I have a dataframe data like this:
Cluster VolumePred ConversionPred
0 0-3 8.0 7.0
1 0-3 175.0 85.0
2 0-3 17 4.0
3 4-6 14 4.0
4 7-9 29.0 19.0
And I need to add a column "meanKPI" which is equal to the sum of "ConversionPred" divided by the sum of "VolumePred" grouped by "Cluster.
I tried with this:
def KPI_Pred_mean(x, y):
#print (x)
return (x.sum()/y.sum())
#data.ConversionPred.sum()/sum_vol_pred
df3=data.groupby(['Cluster'])['ConversionPred', 'VolumePred'].apply(KPI_Pred_mean).reset_index()
But I got an error:
TypeError: KPI_Pred_mean() missing 1 required positional argument: 'y'
How can I fix this?
KPI_Pred_mean
is expecting two arguments, the way you are giving the function as a lambda to apply
can be rewritten as: .apply(lambda x: KPI_Pred_mean(x)
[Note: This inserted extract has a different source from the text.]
PR #504, opened 2019-06-13
Support searchParentDirs property ("root" property)

### LINKED ISSUE #502: Question: Why does husky findUp git?
I'm breaking this out from #499

I've got a project whose nature requires having multiple mini-projects ("templates") in a directory of the project, all of which are committed to git.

. Meaning it's missing the y
variable. You can rewrite your code in two ways:
df3=data.groupby(['Cluster'])['ConversionPred', 'VolumePred'].apply(lambda x: KPI_Pred_mean(x["ConversionPred"], x["volumePred"]).reset_index(name = 'KPI_Pred_mean')
def KPI_Pred_mean(row):
return (row["ConversionPred"].sum()/row["volumePred"].sum())
Number 1 is probably better since it keeps your function nice and generic.